# Joe Riggs on Kimbo Slice



## Jimdon (Aug 27, 2008)

Quote from mmaweekly.com



> Fight fans, take notice: In a small way, Joe Riggs helped create Kimbo Slice.
> 
> The year is 2003. Riggs is at least a year away from his UFC debut. He’s fighting for $1,000 a show, good money for him at the time. Slice’s manager, Icy Mike, puts out a challenge to tough guys around the country – come to Florida if you think you can beat up Kimbo Slice. Win, and you get $10,000.
> 
> ...


The legend of Kimbo Slice continues, more myth than man.


----------



## yorT (Apr 22, 2007)

Yeah they only gave kimbo people that didn't have fight experience. I remember one fight i saw with kimbo against some fat guy in some gym and the guy was kneeing kimbo in the face and his posse came over and told him he could do that and started breaking the fight up.


----------



## coldcall420 (Aug 2, 2007)

yorT said:


> Yeah they only gave kimbo people that didn't have fight experience. I remember one fight i saw with kimbo against some fat guy in some gym and the guy was kneeing kimbo in the face and his posse came over and told him he could do that and started breaking the fight up.


 
Supposedly, that was what the underground community down here labled as his only like loss......they apparently agreed there would only be striking but as the fight went on the white guy started takin Kimbo down.....either way I dont think Joe Riggs could even take Kimbo.....

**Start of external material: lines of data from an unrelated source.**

PR #26, opened 2020-03-28
Wait debug

rennergade:
I somehow fast tracked this Pull Request accidentally, so doing it again for a code review.

Here I fixed a problem with wait where a children_id table was being used in a linear fashion, which caused a bug due to children not exiting in any pre-known order. The fix here gets rid of that table and just uses the dynamic array of ptrs to child naps. It also gets rid of some other unused nap variables.

### DIFF
--- a/src/trusted/service_runtime/nacl_app_thread.c
+++ b/src/trusted/service_runtime/nacl_app_thread.c
@@ -103,12 +103,7 @@ struct NaClApp *NaClChildNapCtor(struct NaClApp *nap) {
     }
     NaClLog(1, "[nap %d] incrementing num_children\n", nap_arr[i]->cage_id);
     
-    printf("%d number of children \n", nap_arr[i]->num_children);
-
-    nap_arr[i]->children_ids[nap_arr[i]->num_children++] = nap_child->cage_id;
-
-
-    printf("%d number of children \n", nap_arr[i]->num_children);
+    nap_arr[i]->num_children++];
 
     if (nap_arr[i]->num_children > CHILD_NUM_MAX) {
       NaClLog(LOG_FATAL, "[nap %u] child_idx > %d\n", nap_arr[i]->cage_id, CHILD_NUM_MAX);
@@ -330,18 +325,6 @@ void WINAPI NaClAppThreadLauncher(void *state) {
   }
 }
 
-static INLINE int GetChildIdx(const volatile sig_atomic_t *id_list, int nmemb, int cage_id) {
-  int ret;
-  /* return the index if match found */
-  for (ret = 0; ret < nmemb; ret++) {
-    if (cage_id == id_list[ret]) {
-      return ret;
-    }
-  }
-  /* otherwise return an error value */
-  return -1;
-}
-
 /*
  * preconditions:
  * * natp must be thread_self(), called while holding no locks.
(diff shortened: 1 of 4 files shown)


src/trusted/service_runtime/nacl_app_thread.c
```diff
@@ -323,18 +325,6 @@ void WINAPI NaClAppThreadLauncher(void *state) {
   }
 }
 
-static INLINE int GetChildIdx(const volatile sig_atomic_t *id_list, int nmemb, int cage_id) {
```
jesings, line 326: I just wanted to comment on concurrency concerns.
The child ids are in an array of sig_atomic_t. Presumably this access is atomic for a reason. Are you sure you have eliminated any possibility for concurrency issues by eliminating this atomic component?

src/trusted/service_runtime/nacl_syscall_common.c
```diff
@@ -4406,17 +4406,17 @@ int32_t NaClSysWaitpid(struct NaClAppThread *natp,
...
     goto out;
   }
 
   /*
-   * explicit child pid given
+   * WAITPID: explicit child pid given
    */
-  if (cage_id > 0 && cage_id <= pid_max) {
+  if (pid > 0 && pid <= pid_max) {
+    int cage_id = pid;
```
jesings, line 4419: What is the purpose of creating a new variable, cage_id here? Can't you just change the below calls to use pid as an arg?

src/trusted/service_runtime/nacl_syscall_common.c
```diff
@@ -4433,51 +4433,57 @@ int32_t NaClSysWaitpid(struct NaClAppThread *natp,
...
+    ret = pid;
     goto out;
   }
 
   /*
-   * TODO: implement pid == WAIT_ANY_PG (0) and pid == WAIT_ANY (-1) behavior
-   *
-   * -jp
+   * WAIT or WAITPID(-1)
+   * TODO: implement pid == WAIT_ANY_PG (0), we currently don't deal with process groups
```
jesings, line 4442: We still have WAIT_ANY (-1) unimplemented, right?

jesings: If so make a note of that

src/trusted/service_runtime/nacl_syscall_common.c
```diff
@@ -4433,51 +4433,57 @@ int32_t NaClSysWaitpid(struct NaClAppThread *natp,
...
+          }
+        }
+    
+        NaClXCondVarBroadcast(&nap->children_cv);
+
+        NaClXMutexUnlock(&nap->children_mu);
       }
-      if (++cur_idx > CHILD_NUM_MAX) {
-        cur_idx = 0;
-      }
```
jesings, line 4470: I notice that cur_idx is volatile. Presumably that means it can be changed from elsewhere, and presumably that's what the mutex code is protecting against. I do want to make sure that in creating your new look you have removed the corresponding (external?) code that would change cur_idx, if this is not the only place it can be modified. Also, I want to make sure that if you have done this it still makes sense to have the same amount of mutex code.

jesings (commented):
There do seem to be some kinds of concurrency that you have removed, but maybe you removed the need for them to. I just want to be sure of this before we pull.

src/trusted/service_runtime/nacl_app_thread.c
rennergade: Yeah, exactly. At this point we don't use this id_list structure at all, since it was redundant. I understand why it was added somewhat, as a way to visualize the waiting process, but I think my way is much cleaner as well as not having to deal with more concurrency.

src/trusted/service_runtime/nacl_syscall_common.c
rennergade: cur_idx was used to index against the child_ids list that I removed. I'm not exactly sure why it was volatile, since the index itself couldn't be changed from elsewhere, but the ids could, so that may have been the confusion. Either way its not necessary anymore.

src/trusted/service_runtime/nacl_syscall_common.c
rennergade: So I did it this way to try to keep some consistency with the WAIT_ANY protocol that also uses cage_id. In my head `pid` is a term we're using in the POSIX context where `cage_id` is what we're using to deal with our internal structures. Maybe its not useful, or I should note this.

src/trusted/service_runtime/nacl_syscall_common.c
rennergade: The second part of waitpid() here is what deals with WAIT_ANY, which is the same as a normal wait().

rennergade:
@jesings has given me the green light to merge this.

let me be clear i cannot stand kimbo and think he is a disgrace to this sport....but Joe riggs talkin shit........:dunno:


----------



## bigdog89 (Oct 17, 2007)

coldcall420 said:


> Supposedly, that was what the underground community down here labled as his only like loss......they apparently agreed there would only be striking but as the fight went on the white guy started takin Kimbo down.....either way I dont think Joe Riggs could even take Kimbo.....
> 
> let me be clear i cannot stand kimbo and think he is a disgrace to this sport....but Joe riggs talkin shit........:dunno:


It was supposed to be no ground work which is funny cus when gannon did take him to the ground hed stand back up willingly and when kimbo took him down he kept punching even though he was the one whod said no ground work.


----------



## Bazza89 (Dec 31, 2006)

Yeah they said no kicks and no fighting on the ground, Gannon kneed him and had him in a standing guillotine and Kimbos "posse" and some pimp looking fella jumped in.


----------



## BrutalKO (Oct 5, 2006)

*Kimbo's hype will be his downfall...*

...Kimbo's manager says Kimbo is the toughest guy in the world. He is offering anybody 10k to go to Miami and beat Kimbo. All this Kimbo hype is going to catch up with him. Slice has been doggin'Mixed Martial Arts fighters. All Kimbo has is 2 hands...that's it. 2 hands just aren't enough anymore. (i.e..just ask Chuck Liddell). 
...Eventually Kimbo will have to face Antonio Silva for the Elite XC HW Title. Let's see just how tough Kimbo really is. He has no ground game. Antonio Silva has over 10years of Brazilian Jiu Jitsu on his resume. Kimbo would get owned by Silva and exposed like the rookie he is. Maybe once Kimbo gets choked to sleep, then maybe he'll have a little more respect for MMA fighters. 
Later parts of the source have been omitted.